Rather than immediately generating a direct response to a user’s input, reasoning models are trained to first generate intermediate “reasoning steps” before arriving at the final answer provided to the user. Some reasoning LLMs show users their reasoning traces, while others only summarize or altogether hide these intermediate outputs.
Simply put, reasoning LLMs are trained to spend more time “thinking” before they respond. The addition of this “reasoning process” has been empirically shown to yield major advancements in LLM performance on complex reasoning tasks. This success has expanded the real-world use cases and domains to which AI models can be applied, marking an important inflection point in the ongoing development of generative AI and AI agents.
It’s worth noting, however, that anthropomorphic terms like a model’s “thought process” are more convenient than literal.

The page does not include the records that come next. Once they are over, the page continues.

PR #2402, opened 2026-06-16
perf(analysis): paginate before hydration to fix component search timeout

mrrajan:
Split graph node processing into three phases:
1. Count matching nodes across cached graphs (cheap in-memory filter)
2. Apply offset/limit to the globally-flattened node index iterator
3. Run expensive Collector hydration only for the paged subset

This reduces per-request work from ~39,280 Collector runs to ~25 (the default page limit), a ~1,500x improvement.

Also:
- Add deterministic graph ordering via ORDER BY sbom_id in load_graphs_subquery and sorted/deduped Vec in load_latest_graphs_query
- Migrate log::debug to tracing::debug in retrieve_latest
- Fix missing tokio feature on async-compression in common crate
- Add 4 pagination tests: limits, offset, cross-graph, endpoint

Implements TC-4365

Assisted-by: Claude Code

## Summary by Sourcery

Apply pagination to graph node queries before expensive hydration to dramatically reduce per-request analysis workload and prevent timeouts.

New Features:
- Add paginated graph query execution that flattens nodes across graphs, applies global offset/limit, and hydrates only the selected subset.

Bug Fixes:
- Ensure async-compression is correctly configured with the tokio feature in the common crate to fix runtime issues.

Enhancements:
- Introduce deterministic graph and node ordering via sorted SBOM IDs and (sbom_id, node_id) sorting to make pagination stable across requests.
- Refactor analysis retrieval paths to reuse a shared paginated graph query helper instead of paginating in-memory results.
- Switch debug logging in graph loading to use tracing for consistency with the rest of the codebase.

Tests:
- Add service-level tests to verify pagination limits hydration, honors offsets, and spans results across multiple SBOM graphs without duplication.
- Add endpoint-level test to validate paginated HTTP responses return correct totals and distinct items across pages.

### DIFF
--- a/modules/analysis/src/service/load/mod.rs
+++ b/modules/analysis/src/service/load/mod.rs
@@ -22,7 +22,7 @@ use sea_orm::{
 use sea_query::{JoinType, SelectStatement};
 use serde_json::Value;
 use std::{
-    collections::{HashMap, HashSet, hash_map::Entry},
+    collections::{BTreeSet, HashMap, HashSet, hash_map::Entry},
     fmt::Debug,
     str::FromStr,
     sync::Arc,
@@ -403,13 +403,11 @@ impl InnerService {
         log::debug!("ranked sboms: {:?}", ranked_sboms);
 
         // retrieve only ranked_sboms with rank = 1, sorted for deterministic pagination
-        let mut latest_ids: Vec<_> = ranked_sboms
+        let latest_ids: BTreeSet<_> = ranked_sboms
             .into_iter()
             .filter(|item| item.rank == Some(1))
             .map(|item| item.matched_sbom_id)
             .collect();
-        latest_ids.sort();
-        latest_ids.dedup();
 
         tracing::debug!("latest sboms: {:?}", latest_ids);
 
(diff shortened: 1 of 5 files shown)


modules/analysis/src/service/load/mod.rs
```diff
@@ -402,14 +402,16 @@ impl InnerService {
         apply_rank(&mut ranked_sboms);
         log::debug!("ranked sboms: {:?}", ranked_sboms);
 
-        // retrieve only ranked_sboms with rank = 1
-        let latest_ids: HashSet<_> = ranked_sboms
+        // retrieve only ranked_sboms with rank = 1, sorted for deterministic pagination
+        let mut latest_ids: Vec<_> = ranked_sboms
```
ctron: Why not use a `BTreeSet`?

mrrajan: [sdlc-workflow/verify-pr] Classified as **question** — this asks for clarification about the data structure choice (Vec+sort+dedup vs BTreeSet); no code change requested. No sub-task created.

mrrajan: Agree on this - updated Agentic workflow to prefer idiomatic types from the programming language

mrrajan:
@rh-jfuller This PR is based on main branch, but the changes are still considerable - I will raise a new PR based on `release/0.4.z`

Like all machine learning models, reasoning models are ultimately just applying sophisticated algorithms to make predictions—like what word should come next—that reflect patterns learned from training data. Reasoning LLMs have not demonstrated consciousness or other signs of artificial general intelligence (AGI). AI research published by Apple in June 2025 casts doubt on whether current model reasoning abilities can scale to truly “generalizable” reasoning.1
It’s perhaps most accurate to say that reasoning LLMs are trained to “show their work” by generating a sequence of tokens (words) that resembles a human thought process—and that this act of “verbalizing" thoughts seems to unlock latent reasoning capabilities that LLMs implicitly learn from their massive corpus of training data (which contains examples of individuals directly and indirectly articulating their own processes).

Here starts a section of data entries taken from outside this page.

PR #2403, opened 2026-06-16
perf(analysis): batch external SBOM resolution in Collector

mrrajan:
Add two-pass pre-fetch for external resolution data before collection:
- Pass 1: fetch checksums for initially loaded SBOMs
- Derive: cross-SBOM reverse lookup by checksum value (discovers ancestor SBOMs not in the initial graph set)
- Pass 2: fetch sbom_external_node entries for all discovered SBOMs

Store results in ExternalResolutionCache (shared via Arc across Collectors). collect_package uses in-memory HashMap lookups instead of per-node DB queries, with fallback to DB for transitively-loaded external graphs not in the pre-fetch set.

Reduces cache-bypass queries from ~250 per request to ~8.

Implements TC-4367

Assisted-by: Claude Code

## Summary by Sourcery

Batch and cache external SBOM resolution data to reduce per-node database lookups during analysis collection.

New Features:
- Introduce an ExternalResolutionCache shared across collectors to serve checksum-based cross-SBOM resolution from memory.
- Add prefetching of external resolution data for all relevant SBOMs before graph collection.

Enhancements:
- Update Collector construction and cloning to propagate the shared external resolution cache.
- Switch logging in analysis retrieval to use structured tracing debug logs instead of plain debug statements.

Build:
- Enable the tokio feature on the async-compression dependency to support the updated runtime environment.

Tests:
- Add an integration test to verify that the external resolution cache correctly performs cross-SBOM ancestor resolution based on checksums.

### DIFF
--- a/common/Cargo.toml
+++ b/common/Cargo.toml
@@ -9,7 +9,7 @@ rust-version.workspace = true
 [dependencies]
 actix-web = { workspace = true }
 anyhow = { workspace = true }
-async-compression = { workspace = true, features = ["gzip", "lzma"] }
+async-compression = { workspace = true, features = ["gzip", "lzma", "tokio"] }
 bytes = { workspace = true }
 bytesize = { workspace = true, features = ["serde"] }
 chrono = { workspace = true }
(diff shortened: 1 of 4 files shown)


rh-jfuller:
@mrrajan considering current and ongoing work on 0.4.z (which will push to main) I think this PR can be closed ... do you agree ?

mrrajan:
Agree @rh-jfuller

The concept of a “reasoning model” was introduced by OpenAI’s o1-preview (and o1-mini) in September 2024,2 followed by Alibaba’s “Qwen with Questions” (QwQ-32B-preview) in November and Google’s Gemini 2.0 Flash Experiment in December. A milestone in the development of reasoning LLMs was the January 2025 release of the open source DeepSeek-R1 model. Whereas the training processes used to fine-tune prior reasoning models had been closely guarded secrets, DeepSeek released a detailed technical paper that provided a blueprint for other model developers. IBM Granite, Anthropic and Mistral AI, among others, have since released their own reasoning LLMs.